Ему чудилось, что он вскочил на ноги, ничуть не удивившись. Голос был такой ясный, и ему казалось вполне естественным, что он его слышал.
– Лилиас! Лилиас! – отвечал он. – Лилиас, где ты?
– В саду! – донесся издали точно звук золотой флейты. – В саду!
И сон вдруг кончился. Но он не проснулся. Он крепко и мирно проспал всю эту чудную ночь. Когда он проснулся, было яркое, блестящее утро и подле него стоял слуга, пристально глядя на него. Слуга был итальянец и, как все слуги на вилле, привык без всякого удивления встречать все странные выходки своего иностранного господина. Никто никогда не знал, когда он уйдет или придет, будет ли он спать, или будет всю ночь ходить в саду, или лежать в лодке на озере. Слуга держал поднос с письмами и терпеливо ждал, пока мистер Крэвен возьмет их. Когда он ушел, мистер Крэвен еще несколько минут сидел, держа письма в руке и глядя на озеро. Он все еще испытывал какое-то странное спокойствие и еще нечто, какую-то легкость, как будто тот жестокий удар вовсе не случился, как казалось ему, как будто что-то переменилось. Он вспомнил свой сон, яркий, «действительный» сон.
– В саду! – сказал он, удивляясь самому себе. – В саду! Но калитка заперта и ключ глубоко зарыт!
Когда он через несколько минут взглянул на письма, он увидел, что одно из них, лежавшее сверху, было английское и пришло из Йоркшира. Адрес был написан рукой простой женщины, но почерк был незнакомый. Он открыл письмо, почти не думая о том, кто его писал, но первые слова сразу привлекли его внимание.
«Сэр! Я Сюзанна Соуэрби, которая однажды осмелилась поговорить с вами в степи. Я тогда говорила про мисс Мери. Теперь я снова беру на себя смелость говорить с вами. С вашего позволения, сэр, если бы я была на вашем месте, я бы приехала домой. Мне кажется, что вы будете очень рады вернуться, и я думаю, – прошу прощения, сэр, – что ваша леди попросила бы вас приехать, если бы она была теперь с нами. Готовая к услугам Сюзанна Соуэрби».
Мистер Крэвен прочел это письмо дважды, прежде чем положить его обратно в конверт. Он не переставал думать о своем сне.
– Я поеду в Миссельтуэйт, – сказал он. – Да, я поеду сейчас же.
Он пошел по саду по направлению к вилле и приказал Пичеру приготовиться к возвращению в Англию.
Через несколько дней он снова был в Йоркшире, и во время долгого путешествия по железной дороге он столько думал о своем мальчике, сколько не думал за все десять лет. За все эти годы у него было только одно желание – забыть о нем. Теперь же, хотя он не хотел думать о нем, воспоминания об этом постоянно возникали в его мозгу.
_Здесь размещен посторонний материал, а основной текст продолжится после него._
PR #4945, opened 2025-06-30
fix(weave): Fetch correct scorer in monitor form

neutralino1:
Before this PR, the monitor form would always fetch the latest object named after the scorer object. Those names are not unique across object types.
In the case where the user names the scorer the same as the monitor, the fetched scorer would actually be the monitor object, resulting in the form not showing the scorer sub-form. Then upon saving, the scorer is removed from the monitor.

This PR uses the exact scorer version key to fetch it from the server.


gtarpenning (approved):
lgtm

Он вспоминал те мрачные дни, когда он неистовствовал, как безумный, потому что ребенок остался в живых, а мать умерла. Он не хотел его видеть, а когда, наконец, пошел взглянуть на него, то ребенок оказался таким хилым и жалким, что все были уверены, что он умрет через несколько дней. Но, к изумлению всех, кто за ним ухаживал, проходили дни, а ребенок жил; тогда все решили, что он будет уродом или калекой.
Он вовсе не хотел быть дурным отцом, но у него совершенно не было отцовских чувств. Он доставлял ребенку все – врачей, сиделок, всякую роскошь, но приходил в ужас от одной мысли о мальчике и заживо похоронил себя, весь уйдя в свое горе. Когда он впервые вернулся в Миссельтуэйт после годичного отсутствия и крохотное жалкое существо устало и равнодушно остановило на его лице свои большие серые глаза с черными ресницами – глаза, так похожие и так страшно непохожие на те радостные глаза, которые он любил, – он не мог выдержать этого зрелища и отвернулся, бледный как смерть. После этого он почти никогда не видел ребенка, разве только когда тот спал, и знал о нем лишь то, что он был неизлечимо больной, со злым, капризным, бешеным нравом. Его удерживали от вредных для него вспышек гнева только тем, что всегда и во всем уступали ему и позволяли делать по-своему.
Все эти мысли и воспоминания были не особенно ободряющие; но в то время, когда поезд мчал его по горным проходам и золотистым долинам, человек, который «оживал», начал думать как-то иначе, по-новому, и думы его были долги, беспрерывны и глубоки.
– Может быть, я был не прав все эти десять лет, – говорил он самому себе. – Десять лет – долгий срок. А теперь уже, может быть, слишком поздно, чтобы сделать что-нибудь, слишком поздно! О чем же я думал!